August 12th – I find Dress One. Dress Barn, on sale from $50 for $25. Definitely something I’d wear again. Definitely not a wedding-dress. It’s bright white, I’d rather a cream. Love the neckline and sleeves. A bit short. Looks ok. Would look great if I lost 10ish pounds. I start to tell myself I’ll lose 10 pounds by the wedding. That hasn’t worked for the past seven-months I’ve been saying that so I scratch that thought. I buy it. Keep the tags on. Just in case.
Still August 12th – I find Dress Two. Marshall’s, on sale from $59 for $29. Love the cream-color. A bit more wedding-dress like than Dress One. The fit is great but the fit also makes me look six-months pregnant; argh! How can a fit be both horrible and wonderful?! Don’t like the neckline and sleeves. I could wear it again but not sure that I would. Love the pattern. Love the less-constricting thigh area than Dress One. I buy it. Keep the tags on. Just in case.
August 15th – I find Dress Three. Macy’s, $129. (And Dress Two, again, for $80! Woot at least on scoring a deal with the previous purchase!) Love the cream color, the flow-y thigh area, the vintage-y look, the could be a wedding-dress but could not be look. Not a fan of the sleeves. The XL is too big and looks like a fancy tent. The L fits. Would fit better if I lost 8 pounds. I buy it. Keep the tags on. Just in case.
I try all three options on again at home. I’m pulling for the non-Macy’s ones, both due to price and due to me loving the idea of getting my wedding-dress at Marshalls or Dress Barn. Damn it. Dress Three is wins.

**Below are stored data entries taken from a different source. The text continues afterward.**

PR #6487, opened 2026-09-22
fix(ErdosProblems/361): drop the elementary Theta asymptotic variant

### LINKED ISSUE #6465: ErdosProblems/361: `erdos_361.asymptotic` is answered by `fun n ↦ (n : ℝ)` for every `c > 0`, so the Θ question is elementary
`Erdos361.erdos_361.asymptotic` asks only for the `=Θ[atTop]` class of `fun n ↦ (subsetSumAvoidanceNumber c n : ℝ)`, which `answer(fun n : ℕ ↦ (n : ℝ))` satisfies for every `c > 0` (for an integer `k ≥ 1` with `1/k ≤ c`, the integers strictly between `n/(k+1)` and `n/k` form an admissible set of linear size, and the ambient `{1, …, ⌊cn⌋}` bounds it above), so the declaration does not pose the source's open problem, which asks for the exact size and its irregular dependence on `n` and which `erdos_361` already states faithfully.

https://tadamcz.com/fc-review-results/782312817c/#/f/ErdosProblems/361

- 1 misformalization
- trivial proof: bailed out
- fix compiles

smmercuri:
`Erdos361.erdos_361.asymptotic` asked only for the `=Θ[atTop]` class of
`fun n ↦ (subsetSumAvoidanceNumber c n : ℝ)`. That class is `fun n : ℕ ↦ (n : ℝ)` for every
`c > 0`: pick an integer `k ≥ 1` with `1/k ≤ c`; the integers strictly between `n/(k+1)` and
`n/k` avoid `n` as a subset sum (any `≤ k` of them sum below `n`, any `≥ k+1` of them sum above
`n`) and there are `n/(k(k+1)) + O(1)` of them, while the ambient `{1, …, ⌊cn⌋}` bounds the size
above by `cn`. So the declaration was an elementary linear-growth statement marked
`research open`, not the source's problem. [erdosproblems.com/361](https://www.erdosproblems.com/361)
asks for the exact size of the largest `A ⊆ {1, …, ⌊cn⌋}` with `n` not a subset sum of `A`, and
whether it depends on `n` in an irregular way; it poses no separate question about growth up to
constant factors.

**Change:** remove `erdos_361.asymptotic` and the `open Filter` it was the only user of.
`erdos_361`, which already states the source's question faithfully, and the definitions and test
are untouched.

**Checked:** `lake --wfail build 'FormalConjectures.ErdosProblems.«361»'` — build completed
successfully, no warnings.

Judgement call: I removed the variant rather than restating it with `~[atTop]`. An asymptotic
formula need not exist here — the source explicitly raises the possibility that the size depends
on `n` irregularly — so a `~[atTop]` version would risk being unsatisfiable as posed, and the
exact-size question is already covered by `erdos_361`.

Note for reviewers: open PR #5446 also edits this file, rewriting the `erdos_361` statement
(a different declaration), so the two may conflict textually.

Fixes #6465


smmercuri:

I compared this against issue #6465, the audit page, and [erdosproblems.com/361](https://www.erdosproblems.com/361), and stress-tested it by re-proving the deletion's premise in Lean rather than trusting the PR body. Verdict: **CORRECT**.

Why it is the right fix:

- **The defect is gone, and I machine-checked why it was one.** I proved `(fun n ↦ (subsetSumAvoidanceNumber c n : ℝ)) =Θ[atTop] (fun n : ℕ ↦ (n : ℝ))` for every `c > 0`, sorry-free — `#print axioms` gives only `propext, Classical.choice, Quot.sound`, no `sorryAx` — so the removed answer slot had a uniform elementary answer.
- **Faithful to the source.** The page asks only for the exact size and "Does this depend on $n$ in an irregular way?", so a `~[atTop]` restatement would be worse than deletion: an asymptotic formula need not exist, and `erdos_361` already states the exact-size question.
- **Every change is justified.** Only the variant and the `open Filter` it alone used go, `rg erdos_361` finds no other reference in the repo, and no category or pinned subset moves.
- **Builds.** `lake --wfail build 'FormalConjectures.ErdosProblems.«361»'` is clean; open PR #5446 edits line 68 of this file, a textual but not semantic conflict.

The Θ proof is ~120 lines of Lean (interval construction `Finset.Ioo (n/(k+1)) (n/k)` with `k = max ⌈1/c⌉₊ 1`, giving `≥ n/(k(k+1)) − 2` below and `≤ c·n` above); happy to paste it or push it as a scratch file if a maintainer wants to check it.

mo271 (approved):

PR #6488, opened 2026-09-22
fix(ErdosProblems/1108): restrict factorial indices to be positive

### LINKED ISSUE #6460: ErdosProblems/1108: `FactorialSums` allows index 0, so 0! and 1! are counted separately and the set is too large
`Erdos1108.FactorialSums` sums `n.factorial` over an arbitrary `Finset ℕ`, so a finset containing both 0 and 1 counts the value 1 twice and the set contains e.g. 4 = 0! + 1! + 2! and every n! + 4 with n ≥ 3, none of which is a sum of distinct positive-index factorials, whereas the source's sums ∑ εᵢ i! run over i ≥ 1 (Brindza–Erdős, eq. (2)), so both `erdos_1108.parts.i` and `erdos_1108.parts.ii` ask their finiteness questions about a strictly larger set A.

https://tadamcz.com/fc-review-results/782312817c/#/f/ErdosProblems/1108

- 1 misformalization
- trivial proof compiles
- fix compiles

smmercuri:
`Erdos1108.FactorialSums` summed `n.factorial` over an arbitrary `Finset ℕ`, so a finset
containing both `0` and `1` contributed the value `1` twice. The Lean set therefore contained
`4 = 0! + 1! + 2!`, and more generally every `n! + 4` with `n ≥ 3`, none of which is a sum of
distinct factorials. The source's sums are indexed from `1` (Brindza–Erdős, *On some Diophantine
problems involving powers and factorials*, §1 eq. (2): `∑ εᵢ i!` with `i ≥ 1`), which is also
what the docstring "sums of distinct factorials" already claimed. Both `erdos_1108.parts.i` and
`erdos_1108.parts.ii` were consequently asking their finiteness question about a strictly larger
set.

**Change:** require the indices to be positive in `FactorialSums`, and say so in the three
docstrings. The empty finset is still allowed; its contribution of `0` is harmless for both
finiteness questions. Statements, `@[category research open]` and the AMS tag are unchanged.

**Checked:** `lake --wfail build 'FormalConjectures.ErdosProblems.«1108»'` — `Build completed
successfully`, no warnings. A scratch file additionally confirms `0 ∈ FactorialSums`,
`9 = 1! + 2! + 3! ∈ FactorialSums` and `4 ∉ FactorialSums`.

Judgement call: the erdosproblems.com page writes `S ⊂ ℕ` without qualification, but on that page
`ℕ` must exclude `0` here for "distinct factorials" to be meaningful, and the cited primary
reference indexes from `1`. I kept the restriction as a side condition on `S : Finset ℕ` rather
than changing the index type, to keep the diff minimal.

Fixes #6460


smmercuri:

Checked against #6460, the audit page and the primary reference, and stress-tested in Lean; the audit's proposal restated in a fresh namespace satisfies `AuditFix = Erdos1108.FactorialSums := rfl`, so this is exactly the suggested fix. Verdict: **correct**.

Why it is the right fix:

- **Faithful to the source.** Brindza–Erdős, *On some Diophantine problems involving powers and factorials* (1991), p. 2 eq. (2) reads `∑_{i=1}^∞ εᵢ i! = x^z` with lower limit `i = 1`; erdosproblems.com writes `S ⊂ ℕ` unqualified, but since `0! = 1!` only the paper's indexing makes "sums of distinct factorials" meaningful.
- **The defect is gone.** The audit's `⟨{0, 1, 2}, by norm_num⟩` demo no longer compiles (its goal reduces to `False`), `(4 : ℕ) ∉ Erdos1108.FactorialSums` is now provable, and the old definition is strictly larger.
- **Nothing is trivialised.** `0` (empty sum), `1 = 1!` and `9 = 1! + 2! + 3!` stay in the set, `0` remains a `k`-th power in it for every `k ≥ 2` and `1` remains a powerful member, so both finiteness questions keep their content.
- **Builds.** `lake --wfail build 'FormalConjectures.ErdosProblems.«1108»'` is warning-free, and the statements, the `research open` category and the AMS tag are unchanged.

FormalConjectures/ErdosProblems/1108.lean
```diff
@@ -30,27 +30,28 @@ open Nat Filter BigOperators
...
 -/
 def FactorialSums : Set ℕ :=
-  {m : ℕ | ∃ S : Finset ℕ, m = ∑ n ∈ S, n.factorial}
+  {m : ℕ | ∃ S : Finset ℕ, (∀ n ∈ S, 0 < n) ∧ m = ∑ n ∈ S, n.factorial}
 
 /--
 A number is powerful if each prime factor appears with exponent at least 2.
 -/
 def IsPowerful (n : ℕ) : Prop :=
   ∀ p : ℕ, p.Prime → p ∣ n → p ^ 2 ∣ n
```
mo271, line 44: while at it, can we use the usual IsPowerful def (or make a follow-up fixing all instances where good api is not used...)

August 18th – I get a tweet from a stranger —
Turns out he and his wife? own a wedding-dress shop. In Evanston, my hometown. OMG. Now that would be a story! Girl gets custom-made wedding-dress created for her two weeks before wedding from a local, small business in town where she grew up, that reached out when he saw her TEDx talk. Unfortunately, it doesn’t play out like that and I have a lovely new fan but no custom-made dress.
So Dress One, Two, and Three hang in the closet. Just to left of the red jumpsuit.